I am prepared to find, therefore, that promissory estoppel can operate as a positive source of legal rights, where the parties are operating in accordance with a postulated legal relationship. In order for the respondent to obtain relief in this regard, she must first, identify clearly the relevant assumption that established the postulated legal relationship between them, second, establish that her reliance upon that assumption was reasonable, third, that it was induced by the defendant, and fourth, that the detriment suffered or to be suffered by her is of a nature and extent sufficient to make it unconscionable for the applicant to depart from the relevant assumption
It is the respondent’s case that the applicant represented to her that he would support her financially, including by paying her rent and other costs associated with the North Adelaide premises.
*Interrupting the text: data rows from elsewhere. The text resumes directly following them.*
Issue #978, opened 2020-02-28
Implement Deep Graph Infomax


kieranricardo:
### Description

This issue is to implement the Deep Graph Infomax algorithm for scaleable unsupervised node inference (https://arxiv.org/pdf/1809.10341.pdf). 

This algorithm is of particular interest because it also has extensions to heterogeneous graphs (https://arxiv.org/pdf/1911.08538.pdf), temporal graphs (https://arxiv.org/pdf/1904.06316.pdf ), and graph classification (https://arxiv.org/pdf/1908.01000.pdf).

### Done Checklist

- [ ] Produced code for required functionality
- [ ] Tests written and coverage checked
- [ ] Code review performed
- [ ] Documentation in repo
- [ ] CHANGELOG.md updated
- [ ] Team demo

Issue #614, opened 2020-01-07
Minimum version requirements are not validated


huonw:
### Description

Most of our version specifications are version ranges, usually as an lower bound `package >= min_version`:

https://github.com/stellargraph/stellargraph/blob/bcaa1fe660f3a217de590c456eb039761f7fcf76/setup.py#L24-L31

`pip` will typically install the highest version number that satisfies that constraint, and so our CI will effectively automatically be picking up the latest version of a dependency. This means we may accidentally rely on features from these newer packages, and a user that has a smaller version (but one that is still in the version range we specify) may not be able to use `stellargraph`, without `pip` flagging any problems.

Specifically, we say `scipy >= 1.1.0`, but the latest version is `1.4.1`. The `scipy.fft` module was added in `1.4.0`. If stellargraph started using that module, our CI would pass ([it installs `scipy == 1.4.1`](https://buildkite.com/stellar/stellargraph-public/builds/314#a98235b9-2092-4852-98f4-19baf1a0c452/108-200)), but a user who installed `stellargraph` into an environment with `scipy == 1.1.0` would not be able to use that code without upgrading `scipy`, and they would not have any incompatible version warnings from `pip`.

(#611 is a converse problem: problems caused by the latest versions of dependencies being incompatible with our code, rather than our code being incompatible with earlier versions of dependencies.)

### Done Checklist

- [ ] Produced code for required functionality
- [ ] Tests written and coverage checked
- [ ] Code review performed
- [ ] Documentation on Google Docs  (if applicable)
- [ ] Documentation in repo
- [ ] Version number reflects new status
- [ ] CHANGELOG.md updated
- [ ] Team demo

PR #1001, opened 2020-03-03
Feature/gcn deep graph infomax

kieranricardo:
This PR implements Deep Graph Infomax for use with GCN as experimental (lacking unit tests). I have an implementation for GraphSage as well but this will be a seperate PR. At the moment I have a seperate `GCNInfomax` class but this could be merged with `GCN`; opinions on whether this is cleaner or not would be appreciated!

Reviewer checklist:

- [ ] the model is implemented correctecly
- [ ] the generator is implemented correctly
- [ ] the code is documented (including api.txt, changelog, and the readme)
- [ ] the demo is correct and easy to follow

See: #978


stellargraph/mapper/sequences.py
```diff
@@ -366,11 +366,13 @@ class FullBatchSequence(Sequence):
...
         indices (np.ndarray, optional): Array of indices to the feature and adjacency matrix
             of the targets. Required if targets is not None.
+        corruption (bool): If True return shuffled features along with the regular features for Deep Graph
+            Infomax.
     """
 
     use_sparse = False
 
-    def __init__(self, features, A, targets=None, indices=None):
+    def __init__(self, features, A, targets=None, indices=None, corruption=False):
```
huonw: It feels clunky to me to have to push down this corruption into each model manually, similar to it being clunky to have to duplicate GCN's construction with `GCNInfoMax`. I wonder if there's a way we can have have a wrapper like `CorruptingGenerator` around another Generator, similar to the proposal above for `InfoMax` to be a wrapper for `GCN`/`CorruptibleModel`?

tests/mapper/test_node_mappers.py
```diff
@@ -926,3 +926,34 @@ def test_generator_methods(self):
...
+    generator = CorruptedFullBatchNodeGenerator(G, sparse=sparse)
+
+    gen = generator.flow(G.nodes())
+
+    [features, shuffled_feats, *_], targets = gen.__getitem__(0)
+
+    assert features.shape == shuffled_feats.shape
+
+    # check shuffled_feats are feats
+    assert not np.array_equal(features, shuffled_feats,)
```
huonw: There's quite a few instances of trailing commas on a single line in this PR (search for `,)` and `,]` to find others); is this on purpose?

```suggestion
    assert not np.array_equal(features, shuffled_feats)
```

stellargraph/layer/deep_graph_infomax.py
```diff
@@ -0,0 +1,168 @@
...
+        node_feats = Lambda(lambda x: K.squeeze(x, axis=0,), name="NODE_FEATURES",)(
+            node_feats
+        )
+
+        node_feats_corrupted = self([x_corr, out_indices_t] + A_placeholders)
+        node_feats_corrupted = Lambda(lambda x: K.squeeze(x, axis=0,),)(
+            node_feats_corrupted
+        )
+
+        summary = Lambda(lambda x: tf.math.sigmoid(tf.math.reduce_mean(x, axis=0)))(
```
huonw: Is it worth having a `ReadOut` later similar to `Discriminator`?

stellargraph/layer/deep_graph_infomax.py
```diff
@@ -0,0 +1,168 @@
...
+
+        else:
+            # Placeholders for the dense adjacency matrix
+            A_m = Input(batch_shape=(1, self.n_nodes, self.n_nodes))
+            A_placeholders = [A_m]
+
+        x_inp = [x_corr, x_t, out_indices_t] + A_placeholders
+
+        node_feats = self([x_t, out_indices_t] + A_placeholders)
+        node_feats = Lambda(lambda x: K.squeeze(x, axis=0,), name="NODE_FEATURES",)(
```
huonw: It's probably good practice to factor this out:

```python
class GCNInfoMax:
    _NODE_FEATS = "GCN_INFO_MAX_NODE_FEATURES"

    ...
        node_features = Lambda(..., name=self._NODE_FEATS)
    ...
        x_emb_out = model.get_layer(self._NODE_FEATS).output
```

stellargraph/layer/deep_graph_infomax.py
kieranricardo: I feel like its simple enough to keep as a lambda, but I might create a `ReadOut` when I make the GraphSAGE infomax PR

stellargraph/layer/deep_graph_infomax.py
```diff
@@ -0,0 +1,168 @@
...
+        """
+        features, summary = inputs
+
+        score = tf.linalg.matvec(tf.linalg.matmul(features, self.kernel), summary,)
+
+        return score
+
+
+@experimental(reason="lack of unit tests", issues=[1003])
+class GCNInfoMax(GCN):
```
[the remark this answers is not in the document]
kieranricardo: Nice, I like the idea of wrapping the base model. It seems like in this case the class structure doesn't really add anything (only storing the base model) so I'll try and implement this as two functions.

demos/node-classification/deep-graph-info-max/gcn-deep-graph-info-max-cora-example.ipynb
```diff
@@ -0,0 +1,291 @@
...
+    {
+     "name": "stdout",
+     "output_type": "stream",
+     "text": [
+      "Test classification accuracy: 0.7473338802296965\n"
+     ]
+    }
+   ],
+   "source": [
+    "train_subjects, test_subjects = model_selection.train_test_split(\n",
```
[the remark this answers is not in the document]
kieranricardo: actually I realised that I don't use `train_targets` or `test_targets` here so I'll get rid of those.

I'll use your second suggestion tho, nice!

stellargraph/mapper/sequences.py
kieranricardo: I've got a wrapper for the generator (and the model as well) that can handle all full batch models and I think can be easily generalized to other model types.

stellargraph/layer/deep_graph_infomax.py
```diff
@@ -0,0 +1,137 @@
...
+            constraint=None,
+        )
+        self.built = True
+
+    def call(self, inputs):
+        """
+        Applies the layer to the inputs.
+
+        Args:
+            inputs: a list of tensors with shapes [(N, F), (F,)] containing the node features and summary feature
```
PantelisElinas: This can be a 2-tuple as well not just a list.

stellargraph/layer/deep_graph_infomax.py
```diff
@@ -0,0 +1,168 @@
...
+                vector.
+        """
+        features, summary = inputs
+
+        score = tf.linalg.matvec(tf.linalg.matmul(features, self.kernel), summary,)
```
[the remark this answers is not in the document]
kieranricardo: nice!

tests/mapper/test_node_mappers.py
kieranricardo: I had a fair bit of multiline stuff that I refactored (or maybe black did) but forgot to cut out the trailing commas, will delete

stellargraph/layer/deep_graph_infomax.py
```diff
@@ -0,0 +1,137 @@
...
+
+    if not isinstance(base_model, (GCN, GAT, APPNP, PPNP)):
+        raise TypeError(
+            f"base_model: expected GCN, GAT, APPNP or PPNP found {type(base_model).__name__}"
+        )
+
+    # Inputs for features
+    x_t = Input(batch_shape=(1, base_model.n_nodes, base_model.n_features))
+    # Inputs for shuffled features
+    x_corr = Input(batch_shape=(1, base_model.n_nodes, base_model.n_features))
```
PantelisElinas: Here we assume that the source and corrupted graphs are the same size. This will work on the single input graph transductive settings, e.g., Cora, and for the corruption function that only shuffles the features and keeps the adjacency matrix the same. This is the simplest setting for using this method and this should work. 

We should plan ahead for the multi-graph case where there is no guarantee that the graphs will have the same size. Our full batch GCN and GAT methods (not sure about APPNP and PPNP) cannot handle input graphs of different size. 

I don't want to suggest that you update the code now, but maybe create a new ticket to keep track of this issue. We will come across this problem sooner than later.

stellargraph/layer/deep_graph_infomax.py
```diff
@@ -0,0 +1,137 @@
...
+        """
+        Applies the layer to the inputs.
+
+        Args:
+            inputs: a list of tensors with shapes [(N, F), (F,)] containing the node features and summary feature
+                vector.
+        """
+        features, summary = inputs
+
+        score = tf.linalg.matvec(tf.linalg.matmul(features, self.kernel), summary)
```
PantelisElinas: In the paper, equation 10, applies the sigmoid function to the `score` matrix. I don't see this anywhere in the code, here or in the `fullbatch_infomax_node_model` class where the below lines call the discriminator,

```
 scores = discriminator([node_feats, summary])
 scores_corrupted = discriminator([node_feats_corrupted, summary])
```

kieranricardo: I moved the application of sigmoid into the loss function for numerical stability, using this model now requires using `tf.nn.sigmoid_cross_entropy_with_logits` - but I should document this somewhere!

stellargraph/layer/deep_graph_infomax.py
```diff
@@ -0,0 +1,137 @@
...
+    scores_corrupted = discriminator([node_feats_corrupted, summary])
+
+    x_out = tf.stack([scores, scores_corrupted], axis=1)
+
+    x_out = K.expand_dims(x_out, axis=0)
+    return x_inp, x_out
+
+
+@experimental(reason="lack of unit tests", issues=[1003])
+def fullbatch_infomax_embedding_model(info_max_model):
```
PantelisElinas: Why is this and `fullbatch_infomax_node_model` implemented as methods? If we are to be consistent with the rest of the library, we should probably have  a `DeepGraphInfomax` class that we can initialise as necessary to implement the different variations of the method in the paper such as for example passing the base model (GCN, GAT, GraphSAGE, etc) and the setting (single or multi-graph) just to name a couple of options.

stellargraph/layer/deep_graph_infomax.py
```diff
@@ -0,0 +1,137 @@
...
+    """
+    A function to create the the inputs and outputs for an embedding model.
+
+    Args:
+        info_max_model (keras.Model): the base Deep Graph Infomax model
```
PantelisElinas: You might want to explain here what the base model is. It is not obvious what is a valid model and the method performs no checking just assumes that the models has the correct inputs.

stellargraph/mapper/full_batch_generators.py
```diff
@@ -23,6 +23,7 @@
     "FullBatchNodeGenerator",
     "FullBatchLinkGenerator",
     "RelationalFullBatchNodeGenerator",
+    "corrupt_full_batch_node_generator",
```
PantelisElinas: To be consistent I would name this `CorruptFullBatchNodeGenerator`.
PR #1005, opened 2020-03-03
Remove legacy construction from mappers

huonw:
See: #717


huonw:
Folding this into #1000

Issue #524, opened 2019-05-09
Running ./09_deploy_kubevirt.sh script places you in kubevirt-web-ui once it completes


rlopez133:
**Describe the bug**
When running the 09_deploy_kubevirt.sh from the dev-scripts repository, once it completes, it auto changes the existing namespace to the kubevirt-web-ui

**To Reproduce**
* ensure you have a running OCP cluster
* Within the dev-scripts repository, run the 09_deploy_kubevirt.sh script
* Once it successfully completes run `oc project` and it will state your in the kubevirt-web-ui

**Expected/observed behavior**
I expected that once the script completes it would continue to leave me in my existing project prior to running the script. 

**Additional context**
- I personally don't mind that it changed the project (avoids having to use the -n option) but it is inconsistent with how the 10_deploy_rook.sh script handles this. The 10_deploy_rook.sh **does not** auto switch you to the openshift-storage namespace.

- Ideally I'd like to see one of two things:
- Auto change the project but provide a message stating that the project was switched to X (where is the project name) once the script completes.

OR

- Let the user know that the script they just ran, that  the pods, resources, etc for that project are located in X where X is the name of the namespace and provide an example on how to see i.e. pods -- `oc get pods -n <namespace>`

PR #526, opened 2019-05-12
Making sure project scope is returned to the current project

gklein:
This should resolve https://github.com/openshift-metal3/dev-scripts/issues/524

### DIFF
--- a/09_deploy_kubevirt.sh
+++ b/09_deploy_kubevirt.sh
@@ -16,6 +16,7 @@ eval "$(go env)"
 # These will ultimately be deployed via kni-installer to the bootstrap node
 # where they will then be applied to the cluster, but for now we do it
 # manually
+export CURRENT_PROJECT=$(oc project -q)
 cd manifests
 for manifest in $(ls -1 *.yaml | sort -h); do
   oc --as system:admin --config ../ocp/auth/kubeconfig apply -f ${manifest}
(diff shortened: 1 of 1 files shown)


09_deploy_kubevirt.sh
```diff
@@ -36,3 +37,4 @@ oc apply -f operator.yaml
 sed "s/okdvirt/openshiftvirt/" crds/kubevirt_v1alpha1_kwebui_cr.yaml > crds/kubevirt_v1alpha1_kwebui_cr-modified.yaml
 sed -i "s/version: .*/version: \"$UIVERSION\"/" crds/kubevirt_v1alpha1_kwebui_cr-modified.yaml
 oc apply -f crds/kubevirt_v1alpha1_kwebui_cr-modified.yaml
+oc project ${CURRENT_PROJECT}
```
hardys: If anything fails in the script we'll fail to revert the project, I think we should run this via a trap, e.g something like:

  trap "oc project ${CURRENT_PROJECT}" EXIT

Set near the start of the script, e.g immediately after we read the current project, or immediately after we change it?

09_deploy_kubevirt.sh
```diff
@@ -16,6 +16,7 @@ eval "$(go env)"
 # These will ultimately be deployed via kni-installer to the bootstrap node
 # where they will then be applied to the cluster, but for now we do it
 # manually
+export CURRENT_PROJECT=$(oc project -q)
```
gklein:
```suggestion
export CURRENT_PROJECT=$(oc project -q)
trap "oc project ${CURRENT_PROJECT}" EXIT
```

09_deploy_kubevirt.sh
gklein: > If anything fails in the script we'll fail to revert the project, I think we should run this via a trap, e.g something like:
> 
> `trap "oc project ${CURRENT_PROJECT}" EXIT`
> 
> Set near the start of the script, e.g immediately after we read the current project, or immediately after we change it?
Yes, it would be safer this way.

PR #527, opened 2019-05-12
Haproxy API LB - increase iptables lock wait timeout

yboaron:
The haproxy static pod should verify the existence of an iptable
rule redirects traffic from OCP API to API LB frontend.
Sometimes Haproxy pod creates wrongly multiple instances of this rule
because it fails to read the current iptables rule list
(Another app is currently holding the xtables lock).

This patch increases the wait time for iptable lock to 10 seconds in
haproxy pod.


yboaron:
closes #528

derekhiggins:
Build SUCCESS, see build http://10.8.144.11:8080/job/dev-tools/631/

PR #530, opened 2019-05-13
Remove extras directory

karmab:
refer to https://github.com/rhdemo/2019-demo3


hardys:
Should we perhaps point to https://github.com/rhdemo/2019-demo3 in the commit message so folks can more easily find the new location?

karmab:
done

PR #533, opened 2019-05-13
Bring cdi back

karmab:
We removed cdi some time ago because there was a bug in the api resource discovery which prevents kubevirt to deploy.
it was then fixed on both sides so we are safe now to get cdi back with latest release of cdi ( and with any version of kubevirt)


hardys:
Is this dependent on the rebase to rc1?  Something in the commit message to remind us why it was removed, and why it's now being reinstated would probably be a good idea :)

russellb:
@karmab ping - see the question above

hardys:
We're now planning to remove this stopgap integration so the focus can switch the fully-integrated OLM operator driven approach, so lets close this ref https://github.com/openshift-metal3/dev-scripts/pull/603

PR #536, opened 2019-05-15
Add VIP DNS entries to vm_setup_vars.yml

hardys:
These have been removed from metal3-dev-env so we need to set
them here


hardys:
This will need to be merged together with https://github.com/metal3-io/metal3-dev-env/pull/9

PR #539, opened 2019-05-15
add kill proxy to host_cleanup.sh

dustinblack:
An error or interruption in `link-machine-and-node.sh` can leave a lingering `oc proxy` command. After a `make clean`, this proxy will still be running, and the `kill $proxy_pid` will error, aborting the deployment on the 06 script.

This simply adds a `pkill` to the `host_cleanup.sh` script to get that sucker out of there.


russellb:
good call ... it's annoying when this happens!

Issue #538, opened 2019-05-15
api-int should not be a required external DNS record


cybertron:
As part of the 4.1 rebase, we need to add support for the api-int DNS name. Unfortunately, because this is used during ignition (before we configure nodes to point at coredns) just adding a static entry in coredns is not sufficient. #523 is adding it to the libvirt dnsmasq, but this essentially makes it a required external record. Since it's actually for internal use only, we shouldn't be requiring that.

This issue is to track the tech debt associated with api-int and provide a reference for the work to remove the external DNS requirement. Currently the plan is to point ignition directly at the VIP and then switch to using api-int once we've configured the nodes to point at coredns.

cybertron:
For further information on api-int, see https://bugzilla.redhat.com/show_bug.cgi?id=1685704

cybertron:
This actually isn't completed until at least https://github.com/openshift-metal3/kni-installer/pull/82 merges. Preferrably after #560 merges too though to verify that the external record is no longer in use.

hardys:
> This actually isn't completed until at least [openshift-metal3/kni-installer#82](https://github.com/openshift-metal3/kni-installer/pull/82) merges. Preferrably after #560 merges too though to verify that the external record is no longer in use.

Ack thanks, I think it got auto-closed due to the commit message, I'm testing openshift-metal3/kni-installer#82  and #560 now so we can hopefully get those merged as well

cybertron:
Cool, thanks.

/me misses Related-Bug from OpenStack ;-)

PR #559, opened 2019-05-21
Add api_vip to install-config.yaml

cybertron:
This is needed for us to properly support the api-int DNS name on
baremetal. It is a prerequisite to the installer change:
https://github.com/openshift-metal3/kni-installer/pull/82

See #538 for further details.

### DIFF
--- a/06_create_cluster.sh
+++ b/06_create_cluster.sh
@@ -20,6 +20,18 @@ if [[ "${PULL_SECRET}" != *"cloud.openshift.com"* ]]; then
     exit 1
 fi
 
+# NOTE: This is equivalent to the external API DNS record pointing the API to the API VIP
+if [ "$MANAGE_BR_BRIDGE" == "y" ] ; then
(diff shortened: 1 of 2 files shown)


mcornea:
How do we set it for baremetal environments where the api-int record is different than 192.168.111.5 ?

hardys:
> How do we set it for baremetal environments where the api-int record is different than 192.168.111.5 ?

It should be set to whatever the api VIP DNS entry points to, because in `06_create_cluster.sh` we dig to resolve that entry to discover the API_VIP variable (which is the same IP we're setting here).

That probably means we should parameterize this, and allow for explicitly overriding API_VIP in the case where MANAGE_BR_BRIDGE is disabled, and probably move the dig so we can detect API_VIP before generating the install-config, thus avoiding this hard-coded entry?

cybertron:
Okay, it turns out that we were already looking up the API_VIP immediately after creating the config anyway, so I moved that block earlier and referenced API_VIP in the config. I think that should work for all environments.

derekhiggins:
Build SUCCESS, see build http://10.8.144.11:8080/job/dev-tools/669/

PR #571, opened 2019-05-24
Avoid messing the git repo

### LINKED ISSUE #566: assets/files/etc/chrony.conf modified during deploy
**Describe the bug**
Since we merged https://github.com/openshift-metal3/dev-scripts/pull/479 we leave the dev-scripts tree dirty after a deployment, because `utils.sh` does this:

```
echo "pool ${ntp} iburst" >> assets/files/etc/chrony.conf
```

After a deployment `assets/files/etc/chrony.conf` ends up in a modified state that needs a git reset - instead we should template this without modifying the git tracked files.

Also I think if you run multiple deployments without a git reset, we'll append the servers multiple times to the dirty `assets/files/etc/chrony.conf` ?

e-minguez:
Fixes #566

### DIFF
--- a/utils.sh
+++ b/utils.sh
@@ -14,6 +14,24 @@ function generate_assets() {
   done
 }
 
+function custom_ntp(){
+  # TODO - consider adding NTP server config to install-config.yaml instead
+  if [ -z ${NTP_SERVERS} ] && $(host clock.redhat.com > /dev/null); then
+    NTP_SERVERS="clock.redhat.com"
+  fi
+
+  if [ "$NTP_SERVERS" ]; then
+    cp assets/templates/99_worker-chronyd-custom.yaml.optional assets/generated/99_worker-chronyd-custom.yaml
+    cp assets/templates/99_master-chronyd-custom.yaml.optional assets/generated/99_master-chronyd-custom.yaml
+    NTPFILECONTENT=$(cat assets/files/etc/chrony.conf)
+    for ntp in $(echo $NTP_SERVERS | tr ";" "\n"); do
+      NTPFILECONTENT="${NTPFILECONTENT}"$'\n'"pool ${ntp} iburst"
+    done
+    NTPFILECONTENT=$(echo "${NTPFILECONTENT}" | base64 -w0)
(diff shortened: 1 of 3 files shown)


derekhiggins:
Build FAILURE, see build http://10.8.144.11:8080/job/dev-tools/690/

e-minguez:
Can we trigger the CI job again @derekhiggins ? I'm not sure if the failure is because the PR :$ Thanks!

utils.sh
```diff
@@ -44,6 +45,14 @@ function create_cluster() {
...
     cp ${assets_dir}/install-config.yaml{.tmp,}
     $OPENSHIFT_INSTALLER --dir "${assets_dir}" --log-level=debug create cluster
+
+    # Clean up
+    [ -f assets/files/etc/chrony.conf.tmp ] && \
+      mv assets/files/etc/chrony.conf{.tmp,}
+
+    for file in assets/templates/{99_worker-chronyd-custom.yaml,99_master-chronyd-custom.yaml}; do
+      [ -f ${file} ] && rm ${file}
+    done
```
hardys: These are already cleaned up in `ocp_cleanup.sh` but wouldn't it be easier/better to stop messing with the assets/files completey, and instead modify/copy things into assets/generated (e.g after generate_assets runs, which already cleans that directory, and it's already ignored by git)

hardys:
> Can we trigger the CI job again @derekhiggins ? I'm not sure if the failure is because the PR :$ Thanks!

You can re-trigger by copying the parameters into http://10.8.144.11:8080/job/dev-tools/build?delay=0sec but note I made some suggestions on how we might handle this more cleanly via the existing generated assets dir.

utils.sh
e-minguez: As `chrony.conf` needs to be modified after the yaml files are templated, I opted of doing it 'manually' instead.
Let me know about this solution.
Thanks @hardys !

derekhiggins:
Build FAILURE, see build http://10.8.144.11:8080/job/dev-tools/704/

e-minguez:
My bad. I believe I've fixed.

derekhiggins:
Build SUCCESS, see build http://10.8.144.11:8080/job/dev-tools/705/

hardys:
Thanks, this looks better, also tested locally although not with custom NTP servers.

PR #574, opened 2019-05-28
Also delete the interface

dantrainor:
When cleaning up the interface, remove the interface itself from the system.
The interface becomes unconfigured, though it won't delete the interface
from the system.  Ordinarily the next step would be to reboot the system,
at which time the interface would be deleted from the system.  However, not
rebooting the system could result in errors similar to: "error creating
bridge interface baremetal: File exists"


derekhiggins:
Build SUCCESS, see build http://10.8.144.11:8080/job/dev-tools/689/

hardys:
I've run into this a couple of times, but AFAICT it's not because we need to reboot (I re-run dev-scripts multiple times each day without any problem).  So there seems to be some corner case where a failed deploy causes this.

It'd be good to further understand exactly when/why this is needed, but until then this seems like a reasonable additional cleanup - thanks!

PR #582, opened 2019-06-02
Use openshift/router-haproxy image for haproxy

yboaron:
This change updates haproxy static pod manifest to use
openshift/router-haproxy instead of docker/haproxy

### DIFF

By his representations, he induced her to act on or adopt the assumption that he would so support her. She acted on or adopted that assumption, by entering a lease that she could not otherwise afford. The applicant knew that she had done so. If the applicant did not continue to fulfil the expectation or assumption, that he would meet the costs associated with the North Adelaide premises, the respondent would suffer a detriment. The applicant has failed to act so as to avoid the detriment to the respondent, that detriment being the incurring of the liabilities in the sum of $23,790.75, which the respondent said arose on the termination of the lease.
In my view, the representations made by the applicant to the respondent were representations of future intention and are sufficient to ground a promissory estoppel in defence of any claim by the applicant for the repayment of the moneys given to the applicant during the course of the relationship. The applicant acknowledged in cross-examination that he made the representations pleaded, and that he intended the respondent to rely on them. He was aware that she had, on the basis of his representations, committed herself to financial liabilities that she could not otherwise afford and that if he resiled from those representations, it was reasonably likely that the respondent would suffer a detriment, in that there was a reasonably probability that she would become liable for expenses that she could not afford without his financial assistance. Given the representations made by the applicant throughout the relationship with the respondent, I conclude that it would be unconscionable for the applicant to resile from those representations in any claim that he brought against the respondent, in the event that it can be shown that she suffered a detriment as a result of relying on them.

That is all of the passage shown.